Task directions:
Scan the data below and copy each line where "many" occurs.

++++++

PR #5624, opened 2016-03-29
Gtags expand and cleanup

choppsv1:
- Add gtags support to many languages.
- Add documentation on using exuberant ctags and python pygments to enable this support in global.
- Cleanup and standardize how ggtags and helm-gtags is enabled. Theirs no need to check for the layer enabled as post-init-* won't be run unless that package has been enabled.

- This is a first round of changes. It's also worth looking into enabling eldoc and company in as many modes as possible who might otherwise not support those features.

++++++

Written answer:
- Add gtags support to many languages.
- This is a first round of changes. It's also worth looking into enabling eldoc and company in as many modes as possible who might otherwise not support those features.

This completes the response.